═════ Data for this exercise ═════

PR #2168, opened 2022-06-28
Use faster hashing approach when handling local module sources

### LINKED ISSUE #2154: Terragrunt hangs at 100% CPU for 5 minutes
Hi,

Recently (after upgrating both terraform & terragrunt to latest),  `terragrunt apply` hangs for 5 minutes with 100% CPU.

When doing htop, I've noticed the subprocesses:
1. `terraform init` that takes some seconds
2. `terraform outputs` that takes some seconds too
3. `terragrunt apply` hanging for some long minutes. Each subprocess taking 100% CPU one after another for 4 minutes.

I've tried to add `--terragrunt-debug` but it only generated the `terragrunt-debug.tfvars.json` after the 5 minutes and it's some super helpful.

What can I do?

Thanks!

Sinjo:
The current approach to hashing (sha256 of the file contents of each
module) is very slow on large module trees due to a combination of doing
lots of File I/O and spending lots of CPU time on running sha256
calculations.

This manifests as Terragrunt spending 5+ minutes at 100% CPU at the
beginning of every run, with no output.

This commit takes a faster, if slightly less perfect, approach to
determining if a local module has had its files modified. Rather than
hashing the entire contents of each file, it takes the `mtime` of the
file (obtained through a cheap `stat` call), appends that to the file
name, and hashes that combined string.

The downside of this approach is that if a file has been written to
since we last copied the module, we'll copy it again. Thankfully, that
is exceedingly unlikely to happen in the middle of a Terragrunt run.

---

Fixes #2154.

I've tested this by running `terragrunt plan` on some of our stacks and it seems to do the trick. I no longer get a really long startup phase where Terragrunt is at 100% CPU.

The one thing that's still on my mind is that I'm slightly confused by the original PR that added this. On my machine `terragrunt plan` takes pretty much the same amount of time with or without the optimisation to avoid copying source directories multiple times. I can only assume that there are other setups (maybe different hardware, or a different pattern of modules/stacks to the one we have) where that's not the case, but I can't reproduce the slowness when I get rid of the caching completely (by running pre-0.37.3 versions of Terragrunt).

That said, if you're 👍🏻 on this faster hashing, it definitely fixes the 100% CPU for 5 minutes problem for me, and I'm happy to run with it.


cli/tfsource/types.go
```diff
@@ -47,8 +48,31 @@ func (src *TerraformSource) String() string {
...
+
+			fileModified := info.ModTime().UnixMicro()
+			hashContents := fmt.Sprintf("%s:%d", path, fileModified)
+
+			sourceHash.Write([]byte(hashContents))
+
+			return nil
+		})
+
 		if err == nil {
```
denis256, line 73: I think will be helpful to log error, this will help to debug any possible access error

lorengordon: Based on #2171, yeah, it would be helpful to log a warning when there's an error hashing the directory contents...

Sinjo: @denis256 Done!

Sinjo: Right, I've fixed the logging code, so it should be good to go in its current form.

I do agree with you about bypassing the cache if we run into an error while validating it though. I'm going to see how tricky that would be to introduce.

lorengordon: Well you could just hash a random string, yeah? :p That would make it think it changed, and force it to update?

Sinjo: Okay, I've had a look around the codebase to see how this function gets used. We could probably bypass the cache if `EncodeSourceVersion` were to return an error, but it's not totally straightforward at all the callsites.

  - [This case](https://github.com/gruntwork-io/terragrunt/blob/7d143740c05ef9a5cc87414c5b22107bf3cb1425/cli/download_source.go#L112) and [this case](https://github.com/gruntwork-io/terragrunt/blob/7d143740c05ef9a5cc87414c5b22107bf3cb1425/cli/download_source.go#L147) seem reasonably easy to handle. We could have them assume the download folder didn't have an up-to-date copy of the source and copy it over again.
  - [This case](https://github.com/gruntwork-io/terragrunt/blob/7d143740c05ef9a5cc87414c5b22107bf3cb1425/cli/tfsource/types.go#L62) is slightly more painful. Returning an error would cause Terragrunt to exit without doing anything as the error would be propagated all the way back to `cli_app.go`. We could do something weird like write a random value into the file there, effectively signalling "we don't know what the hash was, so you're gonna have to copy this module again next time", but it feels somewhat janky.

The other thing that would need taking care of is some testing. I haven't looked at the test suite/testing libraries in use to see if we'd have an easy way of stubbing `EncodeSourceVersion` to return an error. I'm sure it's doable, but I know stubbing/mocking can be a bit of a pain in Go if you don't have an interface to act as a testing seam.

denis256: Ok, I think it should work fine with log + random hash

lorengordon: Also, if on error it's going to force-update the cache, which requires less from the user to "just work", then I think logging at the debug level is fine. I suggested a warning previously just because of what we were seeing in #2171, where a hash error may require user interaction to clean up their working dir, and so the visibility/noise of a warning was worth it.

Sinjo: Cool - I'll add that in.

I've got the day off tomorrow, so I'm not sure I'll look at this until Monday, but I'll add an extra commit to this PR for the new hashing behaviour then.

Sinjo: Cool - I'll add that in.

I've got the day off tomorrow, so I'm not sure I'll look at this until Monday, but I'll add an extra commit to this PR for the new hashing behaviour then.

Sinjo: @denis256 Alright, that's in there now as a second commit!

Testing the error case was a little tricky. Best I could come up with was making the containing directory have `0000` permissions so that the `stat` call failed and put us into our error handling code.

cli/download_source.go
```diff
@@ -144,7 +146,15 @@ func alreadyHaveLatestCode(terraformSource *tfsource.TerraformSource, terragrunt
 		return false, nil
 	}
 
-	currentVersion := terraformSource.EncodeSourceVersion()
+	currentVersion, err := terraformSource.EncodeSourceVersion()
+	// If we fail to calculate the source version (e.g. because walking the
+	// directory tree failed) use a random version instead, bypassing the cache.
+	if err != nil {
+		randomBytes := make([]byte, 32)
+		rand.Read(randomBytes)
```
denis256, line 154: Returned error not checked

cli/tfsource/types.go
```diff
@@ -45,21 +49,57 @@ func (src *TerraformSource) String() string {
...
-			return hash
+			hash := fmt.Sprintf("%x", sourceHash.Sum(nil))
+
+			return hash, nil
+		} else {
```
denis256, line 80: `else` I think is not required since previous block ends with `return`

cli/tfsource/types.go
```diff
@@ -45,21 +49,57 @@ func (src *TerraformSource) String() string {
...
 func (terraformSource TerraformSource) WriteVersionFile() error {
-	version := terraformSource.EncodeSourceVersion()
+	version, err := terraformSource.EncodeSourceVersion()
+	if err != nil {
+		// If we failed to calculate a SHA of the downloaded source, write a SHA of
+		// some random data into the version file.
+		//
+		// This ensures we attempt to redownload the source next time.
+		randomBytes := make([]byte, 32)
+		rand.Read(randomBytes)
```
denis256, line 99: Maybe make sense to extract as separate function and re-use it in `alreadyHaveLatestCode()`  and `WriteVersionFile()`

Sinjo:
@denis256 I've made all those changes. Can't believe I missed that `rand.Read` can fail 🤦🏻‍♂️ 

I also figured out a stronger test for the caching behaviour that includes writing a version file and checking we don't copy the local source again afterwards, and I've pushed it in a separate commit.

denis256 (approved):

═════

**Task objective:** Retype each entry exactly, leaving none of them out.

**Answer to this problem:**
PR #2168, opened 2022-06-28
Use faster hashing approach when handling local module sources

### LINKED ISSUE #2154: Terragrunt hangs at 100% CPU for 5 minutes
Hi,

Recently (after upgrating both terraform & terragrunt to latest),  `terragrunt apply` hangs for 5 minutes with 100% CPU.

When doing htop, I've noticed the subprocesses:
1. `terraform init` that takes some seconds
2. `terraform outputs` that takes some seconds too
3. `terragrunt apply` hanging for some long minutes. Each subprocess taking 100% CPU one after another for 4 minutes.

I've tried to add `--terragrunt-debug` but it only generated the `terragrunt-debug.tfvars.json` after the 5 minutes and it's some super helpful.

What can I do?

Thanks!

Sinjo:
The current approach to hashing (sha256 of the file contents of each
module) is very slow on large module trees due to a combination of doing
lots of File I/O and spending lots of CPU time on running sha256
calculations.

This manifests as Terragrunt spending 5+ minutes at 100% CPU at the
beginning of every run, with no output.

This commit takes a faster, if slightly less perfect, approach to
determining if a local module has had its files modified. Rather than
hashing the entire contents of each file, it takes the `mtime` of the
file (obtained through a cheap `stat` call), appends that to the file
name, and hashes that combined string.

The downside of this approach is that if a file has been written to
since we last copied the module, we'll copy it again. Thankfully, that
is exceedingly unlikely to happen in the middle of a Terragrunt run.

---

Fixes #2154.

I've tested this by running `terragrunt plan` on some of our stacks and it seems to do the trick. I no longer get a really long startup phase where Terragrunt is at 100% CPU.

The one thing that's still on my mind is that I'm slightly confused by the original PR that added this. On my machine `terragrunt plan` takes pretty much the same amount of time with or without the optimisation to avoid copying source directories multiple times. I can only assume that there are other setups (maybe different hardware, or a different pattern of modules/stacks to the one we have) where that's not the case, but I can't reproduce the slowness when I get rid of the caching completely (by running pre-0.37.3 versions of Terragrunt).

That said, if you're 👍🏻 on this faster hashing, it definitely fixes the 100% CPU for 5 minutes problem for me, and I'm happy to run with it.


cli/tfsource/types.go
```diff
@@ -47,8 +48,31 @@ func (src *TerraformSource) String() string {
...
+
+			fileModified := info.ModTime().UnixMicro()
+			hashContents := fmt.Sprintf("%s:%d", path, fileModified)
+
+			sourceHash.Write([]byte(hashContents))
+
+			return nil
+		})
+
 		if err == nil {
```
denis256, line 73: I think will be helpful to log error, this will help to debug any possible access error

lorengordon: Based on #2171, yeah, it would be helpful to log a warning when there's an error hashing the directory contents...

Sinjo: @denis256 Done!

Sinjo: Right, I've fixed the logging code, so it should be good to go in its current form.

I do agree with you about bypassing the cache if we run into an error while validating it though. I'm going to see how tricky that would be to introduce.

lorengordon: Well you could just hash a random string, yeah? :p That would make it think it changed, and force it to update?

Sinjo: Okay, I've had a look around the codebase to see how this function gets used. We could probably bypass the cache if `EncodeSourceVersion` were to return an error, but it's not totally straightforward at all the callsites.

  - [This case](https://github.com/gruntwork-io/terragrunt/blob/7d143740c05ef9a5cc87414c5b22107bf3cb1425/cli/download_source.go#L112) and [this case](https://github.com/gruntwork-io/terragrunt/blob/7d143740c05ef9a5cc87414c5b22107bf3cb1425/cli/download_source.go#L147) seem reasonably easy to handle. We could have them assume the download folder didn't have an up-to-date copy of the source and copy it over again.
  - [This case](https://github.com/gruntwork-io/terragrunt/blob/7d143740c05ef9a5cc87414c5b22107bf3cb1425/cli/tfsource/types.go#L62) is slightly more painful. Returning an error would cause Terragrunt to exit without doing anything as the error would be propagated all the way back to `cli_app.go`. We could do something weird like write a random value into the file there, effectively signalling "we don't know what the hash was, so you're gonna have to copy this module again next time", but it feels somewhat janky.

The other thing that would need taking care of is some testing. I haven't looked at the test suite/testing libraries in use to see if we'd have an easy way of stubbing `EncodeSourceVersion` to return an error. I'm sure it's doable, but I know stubbing/mocking can be a bit of a pain in Go if you don't have an interface to act as a testing seam.

denis256: Ok, I think it should work fine with log + random hash

lorengordon: Also, if on error it's going to force-update the cache, which requires less from the user to "just work", then I think logging at the debug level is fine. I suggested a warning previously just because of what we were seeing in #2171, where a hash error may require user interaction to clean up their working dir, and so the visibility/noise of a warning was worth it.

Sinjo: Cool - I'll add that in.

I've got the day off tomorrow, so I'm not sure I'll look at this until Monday, but I'll add an extra commit to this PR for the new hashing behaviour then.

Sinjo: Cool - I'll add that in.

I've got the day off tomorrow, so I'm not sure I'll look at this until Monday, but I'll add an extra commit to this PR for the new hashing behaviour then.

Sinjo: @denis256 Alright, that's in there now as a second commit!

Testing the error case was a little tricky. Best I could come up with was making the containing directory have `0000` permissions so that the `stat` call failed and put us into our error handling code.

cli/download_source.go
```diff
@@ -144,7 +146,15 @@ func alreadyHaveLatestCode(terraformSource *tfsource.TerraformSource, terragrunt
 		return false, nil
 	}
 
-	currentVersion := terraformSource.EncodeSourceVersion()
+	currentVersion, err := terraformSource.EncodeSourceVersion()
+	// If we fail to calculate the source version (e.g. because walking the
+	// directory tree failed) use a random version instead, bypassing the cache.
+	if err != nil {
+		randomBytes := make([]byte, 32)
+		rand.Read(randomBytes)
```
denis256, line 154: Returned error not checked

cli/tfsource/types.go
```diff
@@ -45,21 +49,57 @@ func (src *TerraformSource) String() string {
...
-			return hash
+			hash := fmt.Sprintf("%x", sourceHash.Sum(nil))
+
+			return hash, nil
+		} else {
```
denis256, line 80: `else` I think is not required since previous block ends with `return`

cli/tfsource/types.go
```diff
@@ -45,21 +49,57 @@ func (src *TerraformSource) String() string {
...
 func (terraformSource TerraformSource) WriteVersionFile() error {
-	version := terraformSource.EncodeSourceVersion()
+	version, err := terraformSource.EncodeSourceVersion()
+	if err != nil {
+		// If we failed to calculate a SHA of the downloaded source, write a SHA of
+		// some random data into the version file.
+		//
+		// This ensures we attempt to redownload the source next time.
+		randomBytes := make([]byte, 32)
+		rand.Read(randomBytes)
```
denis256, line 99: Maybe make sense to extract as separate function and re-use it in `alreadyHaveLatestCode()`  and `WriteVersionFile()`

Sinjo:
@denis256 I've made all those changes. Can't believe I missed that `rand.Read` can fail 🤦🏻‍♂️ 

I also figured out a stronger test for the caching behaviour that includes writing a version file and checking we don't copy the local source again afterwards, and I've pushed it in a separate commit.

denis256 (approved):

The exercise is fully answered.